**Instructions to follow:** For the string "true", work out how many lines of the data contain it and give that number with nothing added.
*** Data records Section Begins ***
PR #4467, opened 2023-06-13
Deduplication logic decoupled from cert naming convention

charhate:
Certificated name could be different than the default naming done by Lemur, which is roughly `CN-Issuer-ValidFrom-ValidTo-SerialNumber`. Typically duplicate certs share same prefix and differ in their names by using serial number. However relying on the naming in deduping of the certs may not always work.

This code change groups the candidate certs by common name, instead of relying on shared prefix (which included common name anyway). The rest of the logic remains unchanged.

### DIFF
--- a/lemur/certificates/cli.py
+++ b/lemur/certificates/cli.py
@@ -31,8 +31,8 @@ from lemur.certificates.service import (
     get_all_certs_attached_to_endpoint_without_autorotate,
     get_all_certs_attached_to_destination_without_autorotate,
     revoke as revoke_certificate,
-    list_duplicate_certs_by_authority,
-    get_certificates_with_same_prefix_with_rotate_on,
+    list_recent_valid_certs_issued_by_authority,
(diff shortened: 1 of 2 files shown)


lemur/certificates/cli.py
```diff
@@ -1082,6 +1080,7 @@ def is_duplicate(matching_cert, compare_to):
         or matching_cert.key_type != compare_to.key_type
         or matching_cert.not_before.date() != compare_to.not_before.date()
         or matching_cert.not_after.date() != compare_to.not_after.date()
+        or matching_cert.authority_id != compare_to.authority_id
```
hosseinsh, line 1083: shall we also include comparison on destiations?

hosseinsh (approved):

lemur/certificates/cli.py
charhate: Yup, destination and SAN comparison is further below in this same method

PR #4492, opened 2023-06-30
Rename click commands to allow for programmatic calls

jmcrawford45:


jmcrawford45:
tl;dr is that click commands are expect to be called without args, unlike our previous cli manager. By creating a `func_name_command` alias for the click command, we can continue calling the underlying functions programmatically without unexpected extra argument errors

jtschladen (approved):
*** Data records Section Ends ***
*** Data records Section Begins ***
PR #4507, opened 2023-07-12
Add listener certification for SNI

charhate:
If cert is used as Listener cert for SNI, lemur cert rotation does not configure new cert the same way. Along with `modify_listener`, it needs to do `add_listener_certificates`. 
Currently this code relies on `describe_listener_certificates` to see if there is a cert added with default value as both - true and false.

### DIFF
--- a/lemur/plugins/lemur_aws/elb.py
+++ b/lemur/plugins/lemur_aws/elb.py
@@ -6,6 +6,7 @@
*** Data records Section Ends ***
*** Data records Section Begins ***
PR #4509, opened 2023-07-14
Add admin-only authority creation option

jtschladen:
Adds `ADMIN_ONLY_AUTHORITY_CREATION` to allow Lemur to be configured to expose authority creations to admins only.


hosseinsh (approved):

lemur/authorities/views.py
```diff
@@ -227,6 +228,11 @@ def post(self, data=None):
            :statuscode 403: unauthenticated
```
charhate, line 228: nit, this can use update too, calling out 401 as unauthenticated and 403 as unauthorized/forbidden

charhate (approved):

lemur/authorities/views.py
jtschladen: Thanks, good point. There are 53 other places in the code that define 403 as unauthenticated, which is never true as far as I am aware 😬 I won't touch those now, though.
*** Data records Section Ends ***
**Result of the task:** 2